* _EXERCISE REQUIREMENTS_
Find the lines below that contain the string "gives". Copy each one.

Records from a data collection:
= Beginning of Section =

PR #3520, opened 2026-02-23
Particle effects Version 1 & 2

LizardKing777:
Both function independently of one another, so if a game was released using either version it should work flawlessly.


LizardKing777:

= End of Section =
= Beginning of Section =

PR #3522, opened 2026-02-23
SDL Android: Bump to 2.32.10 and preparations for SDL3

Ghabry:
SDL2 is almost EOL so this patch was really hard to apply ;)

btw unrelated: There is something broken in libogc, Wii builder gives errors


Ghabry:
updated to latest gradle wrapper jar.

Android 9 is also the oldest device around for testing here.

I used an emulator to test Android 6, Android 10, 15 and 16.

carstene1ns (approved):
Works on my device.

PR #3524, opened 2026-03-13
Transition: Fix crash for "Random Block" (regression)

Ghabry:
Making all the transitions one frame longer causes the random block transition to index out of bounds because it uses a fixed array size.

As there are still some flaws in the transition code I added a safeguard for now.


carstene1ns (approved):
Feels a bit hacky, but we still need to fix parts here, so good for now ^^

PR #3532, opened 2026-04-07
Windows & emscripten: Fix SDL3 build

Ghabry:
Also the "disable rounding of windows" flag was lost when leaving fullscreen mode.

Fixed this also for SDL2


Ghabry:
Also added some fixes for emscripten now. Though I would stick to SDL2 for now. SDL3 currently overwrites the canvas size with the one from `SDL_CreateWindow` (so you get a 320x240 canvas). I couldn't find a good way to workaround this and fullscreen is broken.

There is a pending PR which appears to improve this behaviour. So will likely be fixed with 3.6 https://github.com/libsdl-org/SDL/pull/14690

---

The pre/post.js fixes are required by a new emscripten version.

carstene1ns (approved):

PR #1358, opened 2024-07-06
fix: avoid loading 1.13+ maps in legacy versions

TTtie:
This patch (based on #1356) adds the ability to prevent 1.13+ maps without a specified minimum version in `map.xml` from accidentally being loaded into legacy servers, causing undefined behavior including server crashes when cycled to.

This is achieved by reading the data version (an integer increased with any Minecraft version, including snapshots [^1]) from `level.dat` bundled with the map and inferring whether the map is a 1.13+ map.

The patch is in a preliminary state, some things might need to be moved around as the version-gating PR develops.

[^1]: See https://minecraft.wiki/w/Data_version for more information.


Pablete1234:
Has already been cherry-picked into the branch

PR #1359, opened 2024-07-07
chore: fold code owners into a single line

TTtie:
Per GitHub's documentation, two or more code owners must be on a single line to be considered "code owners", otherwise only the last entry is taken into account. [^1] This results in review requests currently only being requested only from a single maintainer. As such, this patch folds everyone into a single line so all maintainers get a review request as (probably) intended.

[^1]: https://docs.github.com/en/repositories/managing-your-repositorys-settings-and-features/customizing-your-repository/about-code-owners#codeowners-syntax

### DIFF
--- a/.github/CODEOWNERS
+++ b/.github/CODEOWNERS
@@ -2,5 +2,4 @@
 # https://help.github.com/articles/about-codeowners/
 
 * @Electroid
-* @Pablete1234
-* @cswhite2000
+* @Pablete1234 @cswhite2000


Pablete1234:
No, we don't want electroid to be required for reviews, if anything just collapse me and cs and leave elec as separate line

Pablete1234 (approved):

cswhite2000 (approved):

= End of Section =
= Beginning of Section =

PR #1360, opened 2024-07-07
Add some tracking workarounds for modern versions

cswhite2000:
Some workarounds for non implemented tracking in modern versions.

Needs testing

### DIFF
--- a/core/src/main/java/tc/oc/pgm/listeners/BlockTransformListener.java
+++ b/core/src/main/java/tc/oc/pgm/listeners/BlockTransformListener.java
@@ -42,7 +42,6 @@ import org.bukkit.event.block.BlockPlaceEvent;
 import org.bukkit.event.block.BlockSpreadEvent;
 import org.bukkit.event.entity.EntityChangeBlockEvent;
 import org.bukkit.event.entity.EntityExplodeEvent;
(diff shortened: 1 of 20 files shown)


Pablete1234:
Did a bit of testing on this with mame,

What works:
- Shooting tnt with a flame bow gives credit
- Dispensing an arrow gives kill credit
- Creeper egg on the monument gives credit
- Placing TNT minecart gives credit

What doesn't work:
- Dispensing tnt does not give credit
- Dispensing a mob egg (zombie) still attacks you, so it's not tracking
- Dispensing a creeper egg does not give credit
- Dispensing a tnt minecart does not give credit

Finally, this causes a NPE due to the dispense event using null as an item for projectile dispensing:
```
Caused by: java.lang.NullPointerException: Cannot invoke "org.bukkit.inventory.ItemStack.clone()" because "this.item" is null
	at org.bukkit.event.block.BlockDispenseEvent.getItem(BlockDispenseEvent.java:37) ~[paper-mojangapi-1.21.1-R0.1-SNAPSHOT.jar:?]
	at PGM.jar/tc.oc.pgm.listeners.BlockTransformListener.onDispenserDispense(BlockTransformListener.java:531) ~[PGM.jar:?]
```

= End of Section =

* _PROBLEM SOLUTION_
btw unrelated: There is something broken in libogc, Wii builder gives errors
- Shooting tnt with a flame bow gives credit
- Dispensing an arrow gives kill credit
- Creeper egg on the monument gives credit
- Placing TNT minecart gives credit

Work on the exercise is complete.